Distributed and networked computation is now the paradigm that underpins the software-enabled systems that are proliferating in the modern world, with huge impact in the economy and society, from the sensor and actuator networks that are now connecting cities, to cyberphysical systems, to patient-centred healthcare, to disaster-recovery systems.
This new Masters course will educate and train you in the fundamental principles, methods and techniques required for developing such systems. Given the number of elective modules offered, you will be able to acquire further skills in one or more of Cloud Computing, Data Analytics and Information Security.
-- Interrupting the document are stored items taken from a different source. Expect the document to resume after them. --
PR #338, opened 2021-04-07
feat(elements): allow lists with both single and double lines

### LINKED ISSUE #284: InoList: Allow single- and twolined items

Currently it is not possible to use mixed `ino-lists` with single and two-lined `ino-list-items`. Either the singlelined list-item  or the twolined list-item isn't vertically centered.

### Describe possible solutions

Maybe there could be a third option called e.g. `mixed-lines` that allows to use both single- and twolined items.

### Additional context
Often Navigation items may be used with both single and twolined nav-items.

grafik

grafik

P1NHE4D:
✨ **Features:**
*  lists can now have items with either one or two lines

🎟️ **Closes #284**

### DIFF
--- a/packages/elements-angular/elements/src/directives/proxies.ts
+++ b/packages/elements-angular/elements/src/directives/proxies.ts
@@ -460,13 +460,13 @@ export class InoLabel {
 
 export declare interface InoList extends Components.InoList {}
 @ProxyCmp({
-  inputs: ['inoAvatar', 'inoDense', 'inoMixedLines', 'inoTwoLines']
+  inputs: ['inoAvatar', 'inoDense', 'inoTwoLines']
 })
 @Component({
   selector: 'ino-list',
   changeDetection: ChangeDetectionStrategy.OnPush,
   template: '<ng-content></ng-content>',
-  inputs: ['inoAvatar', 'inoDense', 'inoMixedLines', 'inoTwoLines']
+  inputs: ['inoAvatar', 'inoDense', 'inoTwoLines']
 })
 export class InoList {
   protected el: HTMLElement;
--- a/packages/elements-angular/elements/src/directives/proxies.ts
+++ b/packages/elements-angular/elements/src/directives/proxies.ts
@@ -460,13 +460,13 @@ export class InoLabel {
 
 export declare interface InoList extends Components.InoList {}
 @ProxyCmp({
-  inputs: ['inoAvatar', 'inoDense', 'inoTwoLines']
+  inputs: ['inoAvatar', 'inoDense', 'inoMixedLines', 'inoTwoLines']
 })
 @Component({
   selector: 'ino-list',
   changeDetection: ChangeDetectionStrategy.OnPush,
   template: '<ng-content></ng-content>',
-  inputs: ['inoAvatar', 'inoDense', 'inoTwoLines']
+  inputs: ['inoAvatar', 'inoDense', 'inoMixedLines', 'inoTwoLines']
 })
 export class InoList {
   protected el: HTMLElement;
--- a/packages/elements/src/components/ino-list/ino-list.scss
+++ b/packages/elements/src/components/ino-list/ino-list.scss
@@ -8,4 +8,12 @@ ino-list {
   .mdc-list--avatar-list .mdc-list-item__graphic {
     overflow: hidden;
   }
+
+  .mdc-list--mixed-line .mdc-list-item {
+    height: 64px;
+  }
+
+  .mdc-list--mixed-line.mdc-list--dense .mdc-list-item {
+    height: 60px;
+  }
 }
--- a/packages/elements/src/components/ino-list/ino-list.scss
+++ b/packages/elements/src/components/ino-list/ino-list.scss
@@ -8,12 +8,4 @@ ino-list {
   .mdc-list--avatar-list .mdc-list-item__graphic {
     overflow: hidden;
   }
-
-  .mdc-list--mixed-line .mdc-list-item {
-    height: 64px;
-  }
-
-  .mdc-list--mixed-line.mdc-list--dense .mdc-list-item {
-    height: 60px;
-  }
 }
--- a/packages/elements/src/components.d.ts
+++ b/packages/elements/src/components.d.ts
@@ -686,10 +686,6 @@ export namespace Components {
          */
         "inoDense"?: boolean;
         /**
-          * Marks this element as a list with items having either one or two lines.
-         */
-        "inoMixedLines"?: boolean;
-        /**
           * Marks this element as list with items having two lines.
          */
         "inoTwoLines"?: boolean;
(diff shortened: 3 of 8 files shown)


packages/elements-angular/elements/src/directives/proxies.ts
```diff
@@ -460,13 +460,13 @@ export class InoLabel {
...
 @ProxyCmp({
-  inputs: ['inoAvatar', 'inoDense', 'inoTwoLines']
+  inputs: ['inoAvatar', 'inoDense', 'inoMixedLines', 'inoTwoLines']
 })
 @Component({
   selector: 'ino-list',
   changeDetection: ChangeDetectionStrategy.OnPush,
   template: '<ng-content></ng-content>',
-  inputs: ['inoAvatar', 'inoDense', 'inoTwoLines']
+  inputs: ['inoAvatar', 'inoDense', 'inoMixedLines', 'inoTwoLines']
```
JCofman, line 469: Hi @P1NHE4D  I am not sure but could we may achieve the same effect without using the `inoMixedLines` prop overall :) ?

packages/elements/src/components/ino-list/ino-list.scss
```diff
@@ -8,4 +8,12 @@ ino-list {
   .mdc-list--avatar-list .mdc-list-item__graphic {
     overflow: hidden;
   }
+
+  .mdc-list--mixed-line .mdc-list-item {
```
JCofman, line 12: I think we could remove these extra classes and overwrite this

```
  .mdc-list--two-line .mdc-list-item__text {
    align-self: center;
  }
```

JCofman (changes requested):

packages/elements-angular/elements/src/directives/proxies.ts
P1NHE4D: I thought so as well, but it would require to either set the height of the list items using JS or increase the default height for list items with a single line only. If I add a list-item with two lines and set `inoTwoLines` to `false`, the height of the list item would be too narrow. Nonetheless, if `inoTwoLines == true`, the list-items are padded to ensure that each list item can fit two lines, regardless of the actual number of lines.

Without `inoMixedLines`, we would have to check if the list contains any items with more than one line. If this is the case, the height of the list items needs to be increased in order to make sure that the list items have the same height and to prevent the item with two lines to be cut off. At least that's how I would solve it.

JCofman: Thanks a lot for your clarification :) @P1NHE4D  

I played around a bit and I think I might found a better solution to the problem. We could remove some default MDC CSS and could handle two and one line lists without having to set `inoTwolines` or `inoMixedLines`.

This would make the API more flexible and more simple to understand and I think wouldn't have any breaking change. We could easily get rid of two props but handling both use cases.

```diff
/* ino-list-item.scss */

@use 'base/mdc-customize';
@use '@material/list/mdc-list';
@use 'base/theme';

ino-list-item {
  /**
   * @prop --ino-list-item-selected-color: Text color of a selected list item
   * @prop --ino-list-item-selected-background-color: Background color of a selected list item
   * @prop --ino-list-item-selected-background-color-hover: Background color of a selected list item on hover
   * @prop --ino-list-item-selected-background-color-active: Background color of a selected list item if active
   * @prop --ino-list-item-selected-background-color-focus: Background color of a selected list item if focused
   * @prop --ino-list-item-deselected-color: Text color of a deselected list item
   * @prop --ino-list-item-deselected-background-color: Background color of a deselected list item
   * @prop --ino-list-item-deselected-background-color-hover: Background color of a deselected list item on hover
   * @prop --ino-list-item-deselected-background-color-active: Background color of a deselected list item if active
   * @prop --ino-list-item-deselected-background-color-focus: Background color of a deselected list item if focused
   */
  --list-item-selected-color: var(
    --ino-list-item-selected-color,
    #{theme.color(primary)}
  );
  --list-item-selected-background-color: var(
    --ino-list-item-selected-background-color,
    #{rgba(theme.color(primary, base), 0.05)}
  );
  --list-item-selected-background-color-hover: var(
    --ino-list-item-selected-background-color-hover,
    #{rgba(theme.color(primary, base), 0.1)}
  );
  --list-item-selected-background-color-active: var(
    --ino-list-item-selected-background-color-active,
    #{rgba(theme.color(primary, base), 0.3)}
  );
  --list-item-selected-background-color-focus: var(
    --ino-list-item-selected-background-color-focus,
    #{rgba(theme.color(primary, base), 0.15)}
  );
  --list-item-deselected-color: var(--ino-list-item-deselected-color);
  --list-item-deselected-background-color: var(
    --ino-list-item-deselected-background-color
  );
  --list-item-deselected-background-color-hover: var(
    --ino-list-item-deselected-background-color-hover
  );
  --list-item-deselected-background-color-active: var(
    --ino-list-item-deselected-background-color-active
  );
  --list-item-deselected-background-color-focus: var(
    --ino-list-item-deselected-background-color-focus
  );
}

ino-list-item {
  display: block;

  .ino-list-item__icon {
    font-size: 24px;
  }

  .mdc-list-item__graphic:empty {
    display: none;
  }

  ino-img .ino-img__image {
    width: 100%;
    height: 100%;
  }

  .mdc-list-item {
    color: var(--list-item-deselected-color);
    background-color: var(--list-item-deselected-background-color);

+    .mdc-list-item__text {
+      align-self: center;
+     display: flex;
+      justify-content: center;
+      flex-direction: column;
+      gap: 2px; /* since flex-gap is not supported currently in safari we might want to set margin only on secondary text */
    }

+    .mdc-list-item__primary-text,
+    .mdc-list-item__secondary-text {
+      display: block;
+     margin: 0px;
+      color: var(--list-item-deselected-color);
+   }

+    .mdc-list-item__primary-text::before,
+    .mdc-list-item__primary-text::after {
+      display: none;
+   }

+    .mdc-list-item__secondary-text::before,
+   .mdc-list-item__secondary-text::after {
+      display: none;
+    }

    &:hover {
      background-color: var(--list-item-deselected-background-color-hover);
    }

    &:focus {
      background-color: var(--list-item-deselected-background-color-focus);
    }

    &:active {
      background-color: var(--list-item-deselected-background-color-active);
    }
    &.mdc-list-item--selected,
    &.mdc-list-item--activated {
      background-color: var(--list-item-selected-background-color);
      color: var(--list-item-selected-color);

      .mdc-list-item__primary-text,
      .mdc-list-item__secondary-text {
        color: var(--list-item-selected-color);
      }

      &::before,
      &::after {
        display: none;
      }

      &:hover {
        background-color: var(--list-item-selected-background-color-hover);
      }

      &:focus {
        background-color: var(--list-item-selected-background-color-focus);
      }

      &:active {
        background-color: var(--list-item-selected-background-color-active);
      }
    }
  }
}

```

P1NHE4D: That's an elegant solution. Thank you for your help!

Facilities include a laboratory where you can experiment with physical devices that can be interconnected in a network, and a cluster facility configured to run the Hadoop MapReduce stack.
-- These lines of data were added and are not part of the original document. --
PR #339, opened 2021-04-08
feat(elements|ino-img): add fallback img

### LINKED ISSUE #295: ino-img: Add image fallback when no image available or loadable
According to https://designsystemchecklist.com/category/core-components there should be fallbacks when there’s no image available to load. This can be done with placeholder images or initials.

* In case of an error, an icon is displayed. The icon is an SVG icon and has a fixed maximum size.
* The background is "light gray".
* The SVG icon can be replaced by the consumer with its own SVG icon.

image
image

[image-icons.zip](https://github.com/inovex/elements/files/6050344/image-icons.zip)

P1NHE4D:
✨ **Features:**
* added fallback image with customizable icon to `ino-img` component

🎟️ **Closes #295**


packages/elements/src/components/ino-img/ino-img.scss
```diff
@@ -30,4 +29,34 @@ ino-img {
   &.mdc-image-list__item {
     display: list-item;
   }
+
+  img:before {
```
JCofman, line 33: Hi @P1NHE4D is there a reason why we need the pseudo before element for the image?

packages/elements/src/components/ino-img/ino-img.tsx
```diff
@@ -138,6 +144,10 @@ export class Image implements ComponentInterface {
     this.composedRatioHeight = `${ratio}%`;
   }
 
+  private handleError() {
+    this.el.querySelector('.ino-img__fallback-icon').setAttribute("style", "display: block");
```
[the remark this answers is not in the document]
P1NHE4D: The `div` element with the `ino-img__fallback-icon` class is hidden by default as the icon should only be displayed if the image failed to load.

packages/elements/src/components/ino-img/ino-img.scss
P1NHE4D: The pseudo element is only displayed if the image fails to load. As far as I remember, I only added it to hide the default icon and alt text in case of an error while loading the image.

packages/elements/src/assets/ino-icon/image_not_available.svg
```diff
@@ -0,0 +1,14 @@
+<?xml version="1.0" encoding="UTF-8"?>
```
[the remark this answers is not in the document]
P1NHE4D: Done ✅ Interesting tool though - I've never seen this before.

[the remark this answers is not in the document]
JCofman: Awesome :) we may could also add a task to automate the process at build time using https://github.com/svg/svgo

packages/elements/src/components/ino-img/ino-img.scss
```diff
@@ -30,4 +29,34 @@ ino-img {
...
+
+    ino-icon {
+      position: absolute;
+      top: 50%;
+      left: 50%;
+      transform: translate(-50%, -50%);
+      width: max(20px, 10%);
+      height: max(20px, 10%);
+      --icon-width: 100%;
+      --icon-height: 100%;
```
janivo, line 59: The fallback icon is not fully centered because of those two lines. I think you can safely delete them.

packages/elements/src/components/ino-img/ino-img.tsx
```diff
@@ -122,6 +127,7 @@ export class Image implements ComponentInterface {
     if (!this.inoImgListItem) {
       this.el.querySelector('div').style.paddingTop = this.composedRatioHeight;
     }
+    this.el.querySelector('img').onerror = () => this.handleError();
```
janivo, line 130: Could you replace the `querySelector` with an image ref?

e.g.:
```jsx
<img
  // ...
  ref={(ref) => this.imageEl = ref}
/>
```

janivo, line 130:
```js
this.imageEl.onerror = this.handleError;
```
should work

packages/elements/src/components/ino-img/ino-img.tsx
janivo, line 148: Use `imageEl` here

janivo, line 148: Instead of using inline styles, we should add a class to the element which displays the fallback image (e.g. `ino-img__fallback-icon--show`).

janivo (changes requested):

packages/elements/src/components/ino-img/ino-img.tsx
P1NHE4D: ✅

packages/elements/src/components/ino-img/ino-img.tsx
P1NHE4D: ✅

janivo (approved):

A Year in Industry option is also available for this course.
See the website https://www.royalholloway.ac.uk/computerscience/coursefinder/msc-distributed-and-networked-systems.aspx
Why choose this course?
This course will develop a highly analytical approach to problem solving and a strong background in distributed and networked systems, fault-tolerance and data replication techniques, distributed coordination and time-synchronisation techniques (leader-election, consensus, and clock synchronisation), data communication protocols and software stacks for wireless, sensor, and ad hoc networking technologies in virtualisation, and cloud computing technologies.
The course develops an advanced understanding of principles of failure detection and monitoring, principles of scalable storage, and in particular NoSQL technology.
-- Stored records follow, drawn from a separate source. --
PR #370, opened 2021-05-10
style(elements|ino-list): add css variable for border radius

### LINKED ISSUE #364: ino-list: border-radius doesn't affect hover/focus styles
### Describe the bug
When giving the `ino-list` a custom `border-radius`, the `border-radius` is applied as expected but the hover/focus styles of the first/last `list-item` are not adjusted to the new `border-radius`.

### To Reproduce

1. Go to https://elements.inovex.de/dist/v3.0.1/storybook/?path=/story/structure-ino-list--list-item
2. Scroll down to e.g. 'Graphic and Meta'
4. Give the `ino-list` a `border-radius` (e.g. `border-radius: 26px`)
5. Hover/focus the first or last `ino-list-item`
6. See overlapping corners

#### How it looks
image

#### Expected
image

### Possible Solution
Give the first/last `ino-list-item` in an `ino-list` the following styles:
```scss
  border-(top|bottom)-(left|right)-radius: 13px; // this should be half the given border radius of `ino-list-item`
  overflow: hidden;
```

janivo:
Closes #364 

## Proposed Changes

- Add CSS-Var `--border-radius` to give the container of the `ino-list` a border-radius
- Also affects the first and last `ino-(list|control)-item` in the list

### DIFF
--- a/packages/elements/src/components/ino-list/ino-list.scss
+++ b/packages/elements/src/components/ino-list/ino-list.scss
@@ -4,7 +4,7 @@
 @include list.core-styles;
 
 /**
-  * @prop --border-radius: Border radius
+  * @prop --border-radius: Border radius of the list container
  */
 ino-list {
   --border-radius: (var(--border-radius), 0);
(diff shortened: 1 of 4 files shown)


packages/elements/src/components/ino-list/ino-list.scss
```diff
@@ -1,11 +1,37 @@
 @use 'base/mdc-customize';
 @use '@material/list';
+
 @include list.core-styles;
 
+/**
+  * @prop --border-radius: Border radius of the list container
+ */
 ino-list {
+  --border-radius: (var(--border-radius), 0);
```
P1NHE4D, line 10: Shouldn't it conform to the naming convention used in other components, i.e., `--list-item-border-radius: (var(--ino-list-item-border-radius), 0);`?

P1NHE4D (commented):
I couldn't find the CSS variable in the corresponding story. Is it supposed to be like that?

packages/elements/src/components/ino-list/ino-list.scss
janivo: Yes, you are right! I changed it. Could you review it again?

P1NHE4D (approved):

PR #397, opened 2021-07-02
chore(elements): expose custom types

pfecht:
Exposes our custom types and the component types.

## Proposed Changes

- ...

## Things to check


janivo:
Does this change the way the consumer imports our types?

pfecht:
No, no changes for the consumer. Only more flexibility :)

janivo (approved):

Students will acquire the ability to:
- apply well-founded principles to building reliable and scalable distributed systems
- analyse complex distributed systems in terms of their performance, reliability, and correctness
- design and implement middleware services for reliable communication in unreliable networks
- work with state-of-the-art wireless, sensor, and ad hoc networking technologies
- design and implement reliable data communication and storage solutions for wireless, sensor, and ad hoc networks
- detect sources of vulnerability in networks of connected devices and deploy the appropriate countermeasures to information security threats.
- enforce privacy in “smart” environments
- work with open source and cloud tools for scalable data storage (DynamoDB) and coordination (Zookeeper)
- work with modern network management technologies (Software-Defined Networking) and standards (OpenFlow)
- design custom-built application-driven networking topologies using OpenFlow, and other modern tools
- work with relational databases (SQL), non-relational databases (MongoDb), as well as with Hadoop/Pig scripting and other big data manipulation techniques.
Department research and industry highlights
Royal Holloway is recognised for its research excellence in Machine Learning, Information Security, and Global Ubiquitous Computing.
We work closely with companies such as Centrica (British Gas, Hive), Cognizant, Orange Labs (UK), the UK Cards Association, Transport for London and ITSO.
We host a Smart Card Centre and we are a GCHQ Academic Centre of Excellence in Cyber Security Research (ACE-CSR).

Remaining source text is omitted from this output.